**EXERCISE DIRECTIONS**
Could you copy every record below exactly as it stands?

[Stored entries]
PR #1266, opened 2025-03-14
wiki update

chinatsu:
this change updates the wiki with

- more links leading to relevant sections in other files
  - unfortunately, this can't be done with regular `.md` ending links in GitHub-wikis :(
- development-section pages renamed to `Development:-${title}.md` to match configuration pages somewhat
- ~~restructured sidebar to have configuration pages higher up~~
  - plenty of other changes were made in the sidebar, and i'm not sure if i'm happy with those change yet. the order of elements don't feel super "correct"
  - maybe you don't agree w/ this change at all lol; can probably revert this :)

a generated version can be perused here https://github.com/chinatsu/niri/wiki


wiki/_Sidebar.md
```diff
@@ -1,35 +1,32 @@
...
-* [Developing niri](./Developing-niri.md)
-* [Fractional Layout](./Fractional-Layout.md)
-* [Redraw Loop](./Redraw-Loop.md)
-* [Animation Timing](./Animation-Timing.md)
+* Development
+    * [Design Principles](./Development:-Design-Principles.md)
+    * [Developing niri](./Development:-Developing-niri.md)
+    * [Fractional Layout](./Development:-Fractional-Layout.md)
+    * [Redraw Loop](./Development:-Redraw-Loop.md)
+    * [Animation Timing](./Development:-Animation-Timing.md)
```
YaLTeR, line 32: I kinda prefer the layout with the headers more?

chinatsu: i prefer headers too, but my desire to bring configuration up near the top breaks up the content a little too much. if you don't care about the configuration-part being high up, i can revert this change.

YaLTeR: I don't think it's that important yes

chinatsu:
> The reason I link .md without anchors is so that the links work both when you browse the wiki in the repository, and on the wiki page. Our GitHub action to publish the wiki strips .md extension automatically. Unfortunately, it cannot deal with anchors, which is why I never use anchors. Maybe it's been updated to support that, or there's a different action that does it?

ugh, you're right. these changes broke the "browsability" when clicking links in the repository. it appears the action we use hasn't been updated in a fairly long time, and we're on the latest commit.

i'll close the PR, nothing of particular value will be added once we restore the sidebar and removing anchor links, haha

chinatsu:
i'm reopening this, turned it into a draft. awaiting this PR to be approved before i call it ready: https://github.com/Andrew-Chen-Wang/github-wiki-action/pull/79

**REPLY**
PR #1266, opened 2025-03-14
wiki update

chinatsu:
this change updates the wiki with

- more links leading to relevant sections in other files
  - unfortunately, this can't be done with regular `.md` ending links in GitHub-wikis :(
- development-section pages renamed to `Development:-${title}.md` to match configuration pages somewhat
- ~~restructured sidebar to have configuration pages higher up~~
  - plenty of other changes were made in the sidebar, and i'm not sure if i'm happy with those change yet. the order of elements don't feel super "correct"
  - maybe you don't agree w/ this change at all lol; can probably revert this :)

a generated version can be perused here https://github.com/chinatsu/niri/wiki


wiki/_Sidebar.md
```diff
@@ -1,35 +1,32 @@
...
-* [Developing niri](./Developing-niri.md)
-* [Fractional Layout](./Fractional-Layout.md)
-* [Redraw Loop](./Redraw-Loop.md)
-* [Animation Timing](./Animation-Timing.md)
+* Development
+    * [Design Principles](./Development:-Design-Principles.md)
+    * [Developing niri](./Development:-Developing-niri.md)
+    * [Fractional Layout](./Development:-Fractional-Layout.md)
+    * [Redraw Loop](./Development:-Redraw-Loop.md)
+    * [Animation Timing](./Development:-Animation-Timing.md)
```
YaLTeR, line 32: I kinda prefer the layout with the headers more?

chinatsu: i prefer headers too, but my desire to bring configuration up near the top breaks up the content a little too much. if you don't care about the configuration-part being high up, i can revert this change.

YaLTeR: I don't think it's that important yes

chinatsu:
> The reason I link .md without anchors is so that the links work both when you browse the wiki in the repository, and on the wiki page. Our GitHub action to publish the wiki strips .md extension automatically. Unfortunately, it cannot deal with anchors, which is why I never use anchors. Maybe it's been updated to support that, or there's a different action that does it?

ugh, you're right. these changes broke the "browsability" when clicking links in the repository. it appears the action we use hasn't been updated in a fairly long time, and we're on the latest commit.

i'll close the PR, nothing of particular value will be added once we restore the sidebar and removing anchor links, haha

chinatsu:
i'm reopening this, turned it into a draft. awaiting this PR to be approved before i call it ready: https://github.com/Andrew-Chen-Wang/github-wiki-action/pull/79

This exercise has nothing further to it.